Long-term agent memory is increasingly multimodal, yet existing evaluations rarely test whether agents preserve the visual evidence needed for later reasoning. In prior work, many visually grounded questions can be answered using only captions or textual traces, allowing answers to be inferred without preserving the fine-grained visual evidence. Meanwhile, harder cases that require reasoning over changing visual states are largely absent.
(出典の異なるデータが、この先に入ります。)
PR #4238, opened 2024-05-14
Add `ReshardingOperation::Start` consensus message

ffuugoo:
Tracked in #4213.

This PR adds `ReshardingOperation::Start` consensus message. And also (in the most trivial way) disables splitting read operations to the resharding shard.

Important TODO to be fixed in some future PR: consensus snapshot does not handle resharding in any way *yet*.

### All Submissions:

### New Feature Submissions:

### Changes to Core Features:

### DIFF
--- a/lib/collection/src/collection/resharding.rs
+++ b/lib/collection/src/collection/resharding.rs
@@ -1,3 +1,4 @@
+use segment::types::ShardKey;
 use serde::{Deserialize, Serialize};
 
 use crate::shards::shard::{PeerId, ShardId};
@@ -6,11 +7,16 @@ use crate::shards::shard::{PeerId, ShardId};
 pub struct State {
     pub peer_id: PeerId,
     pub shard_id: ShardId,
+    pub shard_key: Option<ShardKey>,
 }
 
 impl State {
     #[allow(dead_code)]
-    pub fn new(peer_id: PeerId, shard_id: ShardId) -> Self {
-        Self { peer_id, shard_id }
+    pub fn new(peer_id: PeerId, shard_id: ShardId, shard_key: Option<ShardKey>) -> Self {
+        Self {
+            peer_id,
+            shard_id,
+            shard_key,
+        }
     }
 }
--- a/lib/collection/src/collection/resharding.rs
+++ b/lib/collection/src/collection/resharding.rs
@@ -4,13 +4,13 @@ use serde::{Deserialize, Serialize};
 use crate::shards::shard::{PeerId, ShardId};
 
 #[derive(Clone, Debug, Deserialize, Serialize)]
-pub struct State {
+pub struct ReshardingState {
     pub peer_id: PeerId,
     pub shard_id: ShardId,
     pub shard_key: Option<ShardKey>,
 }
 
-impl State {
+impl ReshardingState {
     #[allow(dead_code)]
     pub fn new(peer_id: PeerId, shard_id: ShardId, shard_key: Option<ShardKey>) -> Self {
         Self {
--- a/lib/collection/src/hash_ring.rs
+++ b/lib/collection/src/hash_ring.rs
@@ -1,4 +1,5 @@
 use std::hash::Hash;
+use std::mem;
 
 #[derive(Clone)]
 pub enum HashRing<T: Hash + Copy> {
@@ -10,6 +11,28 @@ pub enum HashRing<T: Hash + Copy> {
 }
 
 impl<T: Hash + Copy> HashRing<T> {
+    // `hashring::HashRing` does not implement `Clone`, so we have to do this... 🤦‍♀️
+    pub fn clone(&mut self) -> Self {
+        match self {
+            HashRing::Raw(ring) => {
+                let (this, other) = duplicate(mem::take(ring));
+                *ring = this;
+
+                Self::Raw(other)
+            }
+
+            HashRing::Fair { ring, scale } => {
+                let (this, other) = duplicate(mem::take(ring));
+                *ring = this;
+
+                Self::Fair {
+                    ring: other,
+                    scale: *scale,
+                }
+            }
+        }
+    }
+
     pub fn raw() -> Self {
         Self::Raw(hashring::HashRing::new())
     }
@@ -70,6 +93,22 @@ impl<T: Hash + Copy> HashRing<T> {
             HashRing::Fair { ring, .. } => ring.is_empty(),
         }
     }
+}
+
+// `hashring::HashRing` does not implement `Clone`, so we have to do this... 🤦‍♀️
+fn duplicate<T>(ring: hashring::HashRing<T>) -> (hashring::HashRing<T>, hashring::HashRing<T>)
+where
+    T: Clone + Hash,
+{
+    let nodes: Vec<_> = ring.into_iter().collect();
+
+    let mut first = hashring::HashRing::new();
+    first.batch_add(nodes.clone());
+
+    let mut second = hashring::HashRing::new();
+    second.batch_add(nodes);
+
+    (first, second)
 }
 
 #[cfg(test)]
--- a/lib/collection/src/hash_ring.rs
+++ b/lib/collection/src/hash_ring.rs
@@ -7,19 +7,16 @@ use crate::shards::shard::ShardId;
 const HASH_RING_SHARD_SCALE: u32 = 100;
 
 #[derive(Clone)]
-pub enum HashRing {
+pub enum HashRing<T = ShardId> {
     /// Single hashring
-    Single(Inner<ShardId>),
+    Single(Inner<T>),
 
     /// Two hashrings when transitioning during resharding
     /// Depending on the current resharding state, points may be in either or both shards.
-    Resharding {
-        old: Inner<ShardId>,
-        new: Inner<ShardId>,
-    },
+    Resharding { old: Inner<T>, new: Inner<T> },
 }
 
-impl HashRing {
+impl<T: Hash + Copy> HashRing<T> {
     /// Create a new single hashring.
     ///
     /// The hashring is created with a fair distribution of points and `HASH_RING_SHARD_SCALE` scale.
@@ -30,13 +27,13 @@ impl HashRing {
     /// Create a new resharding hashring, with resharding shard already added into `new` hashring.
     ///
     /// The hashring is created with a fair distribution of points and `HASH_RING_SHARD_SCALE` scale.
-    pub fn resharding(shard_id: ShardId) -> Self {
+    pub fn resharding(shard: T) -> Self {
         let mut ring = Self::Resharding {
             old: Inner::fair(HASH_RING_SHARD_SCALE),
             new: Inner::fair(HASH_RING_SHARD_SCALE),
         };
 
-        ring.add_resharding(shard_id);
+        ring.add_resharding(shard);
 
         ring
     }
@@ -52,7 +49,7 @@ impl HashRing {
         matches!(self, Self::Resharding { .. })
     }
 
-    pub fn add(&mut self, shard: ShardId) {
+    pub fn add(&mut self, shard: T) {
         match self {
             Self::Single(ring) => ring.add(shard),
             Self::Resharding { old, new } => {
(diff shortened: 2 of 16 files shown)


lib/collection/src/shards/shard_holder.rs
```diff
@@ -67,28 +70,65 @@ pub enum ShardHashRing {
...
         match self {
             Self::Single(ring) => ring.add(shard),
-            // When resharding, update the new ring
-            Self::Resharding { old: _, new } => new.add(shard),
+            Self::Resharding { old, new } => {
+                if new.get(&shard).is_none() {
+                    old.add(shard);
+                    new.add(shard);
+                }
+            }
```
ffuugoo, line 113: So, this design is the simplest way to make `ShardHashRing::add` work properly with `ShardHolder::load_shards`/`ShardHolder::add_shard` with minimal changes.

With this implementation, we can add our resharding shards to the hashring (with `ShardHashRing::add_resharding`) *before* calling `load_shards`/`add_shard`.

And then, we can just call `load_shards`/`add_shard` as usual (without any changes to signature/logic/order of calls/etc) and it will properly add all shards to *both* hashrings, and simply "skip" any hashring changes for the resharding shards that are already in the hashring.

lib/collection/src/shards/shard_holder.rs
```diff
@@ -67,28 +70,65 @@ pub enum ShardHashRing {
...
+
+            *self = Self::Resharding { old, new };
+        }
+
+        let Self::Resharding { new, .. } = self else {
+            unreachable!();
+        };
+
+        new.add(shard);
+    }
```
ffuugoo, line 130: - switch from `ShardHashRing::Single` to `ShardHashRing::Resharding`, _if required_
- add shard to the `new` hashring _only_

lib/collection/src/shards/shard_holder.rs
```diff
@@ -110,11 +150,16 @@ impl ShardHashRing {
 pub type LockedShardHolder = RwLock<ShardHolder>;
 
 impl ShardHolder {
-    pub fn new(collection_path: &Path) -> CollectionResult<Self> {
-        let rings = HashMap::from([(None, ShardHashRing::single())]);
+    pub fn new(collection_path: &Path, resharding: Option<ShardId>) -> CollectionResult<Self> {
+        let default_ring = resharding.map_or_else(ShardHashRing::single, ShardHashRing::resharding);
```
ffuugoo, line 154: `resharding` argument is propagated from `Collection`.

If resharding is in progress and `Collection` loaded some resharding state, then this single line will restore resharding hashring and resharding shard to the `new` hashring.

It's a bit unobvious, because `clippy` forced me to pass methods instead of closures. It's this:

```rust
let default_ring = resharding.map_or_else(
    // if `resharding` is `None` - initialize empty `single` hashring
    || ShardHashRing::single(),
    // if `resharding` is `Some(shard)` - initialize `resharding` hashring with `shard` already added to `new` hashring
    |shard| ShardHashRing::resharding(shard),
);
```

lib/collection/src/shards/shard_holder.rs
```diff
@@ -412,8 +505,12 @@ impl ShardHolder {
                 debug_assert!(false, "Do not expect empty shard selector")
             }
             ShardSelectorInternal::All => {
-                for (shard_id, shard) in self.shards.iter() {
-                    let shard_key = self.shard_id_to_key_mapping.get(shard_id);
+                for (&shard_id, shard) in self.shards.iter() {
+                    if self.resharding == Some(shard_id) {
+                        continue;
+                    }
```
ffuugoo, line 511: Ignore resharding shard when doing read operations. Otherwise, once you initialized the new shard, all read requests would be broken, because we did not fix read operations to work with resharding yet.

lib/collection/src/shards/shard_holder.rs
```diff
@@ -155,6 +201,51 @@ impl ShardHolder {
         Ok(())
     }
 
+    pub fn start_resharding(
+        &mut self,
+        shard_id: ShardId,
+        shard: ShardReplicaSet,
+    ) -> Result<(), CollectionError> {
+        let Some(default_ring) = self.rings.get_mut(&None) else {
```
timvisee, line 209: Let's pass the sharding key in here right away, instead of defaulting to `None` here.

lib/collection/src/shards/shard_holder.rs
timvisee: Instead I'd prefer to depend on the `Resharding` replica set state. I feel like that more closely matches the periods we do and do not want to read from the new shard.

lib/storage/src/content_manager/collection_meta_ops.rs
```diff
@@ -291,6 +291,11 @@ pub struct ChangeAliasesOperation {
 #[serde(rename_all = "snake_case")]
 pub struct DeleteCollectionOperation(pub String);
 
+#[derive(Clone, Debug, Eq, PartialEq, Hash, Deserialize, Serialize)]
+pub enum ReshardingOperation {
+    Start { peer_id: PeerId, shard_id: ShardId },
```
timvisee, line 296: We probably do not want to provide the shard ID here, but select it automagically.

But I guess we can keep it for the time being.

IIRC the shard number **must** be the next one so all are in sequence, otherwise loading shards will fail on restart.

timvisee: This is not exposed to the user of course :man_facepalming: 

I see we have a good place to do it in https://github.com/qdrant/qdrant/pull/4239

lib/collection/src/hash_ring.rs
```diff
@@ -71,6 +94,22 @@ impl<T: Hash + Copy> HashRing<T> {
     }
 }
 
+// `hashring::HashRing` does not implement `Clone`, so we have to do this... 🤦‍♀️
```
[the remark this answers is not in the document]
ffuugoo: No reason, other than "this use-case was not considered". E.g., https://github.com/jeromefroe/hashring-rs/pull/20.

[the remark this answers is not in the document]
ffuugoo: > Also, can't we take a reference instead of having to do `mem` hacks?

As far as I can tell, no. There is no way to access nodes added into `HashRing`, other than *consume* it into iterator. There's no `fn iter(&self)` or something. Only `impl IntoIterator for HashRing`.

And there's also no `Clone`, so I can't *clone* it and then call `into_iter` on the clone.

lib/collection/src/shards/shard_holder.rs
ffuugoo: There's no sharding key, because we don't support resharding custom sharding keys.

Personally, I would prefer to implement resharding for default sharding key first, and then extend it for custom sharding if necessary.

lib/storage/src/content_manager/collection_meta_ops.rs
ffuugoo: Yeah, that's the consensus message and user don't have any control over the value of `shard_id` field.

lib/collection/src/shards/shard_holder.rs
ffuugoo: I don't think that's practical (or even possible).

Also, this is pure WIP code to disable querying resharded shard, so that read operations still work while we implement proper read operation handling.

lib/collection/src/shards/shard_holder.rs
ffuugoo: Another point would be: it does not *strictly* starts resharding. When we are loading collection/shard holder, resharding might already be in progress, so in that case we would call `add_resharding` during loading as well.

But I won't fight more over it. I'm cool with either.

lib/collection/src/hash_ring.rs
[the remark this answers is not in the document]
timvisee: I see the user in the linked PR having the same problem.

I've added a comment there to hopefully reinstate it.

lib/collection/src/shards/shard_holder.rs
timvisee: > because we don't support resharding custom sharding keys.

Why?

It's essentially the same, but on a different scope.

lib/collection/src/shards/shard_holder.rs
ffuugoo: Technically, yes, but `shard` (that is in scope in the loop) is a `ShardReplicaSet`.

So to query replica set state you have to reach into `ShardReplicaSet::replica_state` (which is `SaveOnDisk`, so you have to read-lock it first), and then you have to either specify `peer_id` (and I don't think we actually have one here to specify) or you have to loop over the whole replica set state hashmap.

ffuugoo: When doing resharding you *should* have only a single replica in the replica set. And this single replica *should* be in `Resharding` state (at least, it is for now). But it does seem a lot easier to just duplicate this info for now.

Maybe we come up with a better understanding what exactly should be "the source of truth" for resharding state later, I vote we leave this as-is for now.

lib/collection/src/shards/shard_holder.rs
ffuugoo: Because I did not implement it yet? :D

Also, I don't fully understand how custom sharding works (and if that would add any annoying corner cases to resharding),.

timvisee: > Also, I don't fully understand how custom sharding works

You can use any arbitrary key to create a different set of shards. 

In other words, each shard key, whether `None` or `Some(Key)` has their own set of shards. In all cases resharding would work exactly the same, but it does need to know about the current sharding key.

ffuugoo: Done.

lib/collection/src/shards/shard_holder.rs
```diff
@@ -155,6 +206,52 @@ impl ShardHolder {
...
+            self.resharding.is_none(),
+            "shard holder does not contain resharding hashring, but resharding field is {:?}",
+            self.resharding
+        );
+
+        if self.shards.contains_key(&shard_id) {
+            // TODO: `CollectionError::service_error`? 🤔
+            return Err(CollectionError::bad_request(format!(
+                "shard holder already contains shard {shard_id} replica set"
+            )));
```
timvisee, line 245: Yes, a service error is better in all of these cases. It's something internal.

ffuugoo: I kinda agree, but the trick is that `start_resharding` is called by consensus thread (when `Resharding::Start` message is applied). And if `start_resharding` returns *service* error, it will make consensus thread to panic/exit.

So I'm not *yet* 100% sure if any/some/all of these errors can be somehow safeguarded on another level (e.g., some validation when initially proposing `Resharding::Start`, or something).

The first two, most likely, can be made service errors, but I'm not sure about the third one. I propose to leave it as-is for now, and once we implement more of resharding, 1) we might restructure the code so these error conditions aren't there at all anymore, or 2) we get better understanding, which conditions can or cannot *ever* happen.

timvisee: > it will make consensus thread to panic/exit.

:disappointed:

lib/collection/src/shards/shard_holder.rs
```diff
@@ -67,26 +70,63 @@ pub enum ShardHashRing {
 }
 
 impl ShardHashRing {
```
generall, line 72: Maybe a good time to move to a separate file

lib/collection/src/collection/resharding.rs
```diff
@@ -6,11 +7,16 @@ use crate::shards::shard::{PeerId, ShardId};
 pub struct State {
```
generall, line 7: Let's maybe call it ReshardingState. Navigation and refactoring will be easier

ffuugoo: Just use `resharding::State`.... (but OK 🥲)

lib/collection/src/shards/shard_holder.rs
ffuugoo: Do you mind if I move this into `collection/src/hash_ring.rs` and rename `HashRing` (that is in `hash_ring.rs` already) into something like `RawOrFair` or just `Inner`?

ffuugoo: Done.

lib/collection/src/collection/resharding.rs
ffuugoo: Done.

Therefore, we introduce MemEye, a framework that evaluates memory capabilities from two dimensions: one measures the granularity of decisive visual evidence (from scene-level to pixel-level evidence), and the other measures how retrieved evidence must be used (from single evidence to evolutionary synthesis). Under this framework, we construct a new benchmark across 8 life-scenario tasks, with ablation-driven validation gates for assessing answerability, shortcut resistance, visual necessity, and reasoning structure. By evaluating 13 memory methods across 4 VLM backbones, we show that current architectures still struggle to preserve fine-grained visual details and reason about state changes over time. Our findings show that long-term multimodal memory depends on evidence routing, temporal tracking, and detail extraction.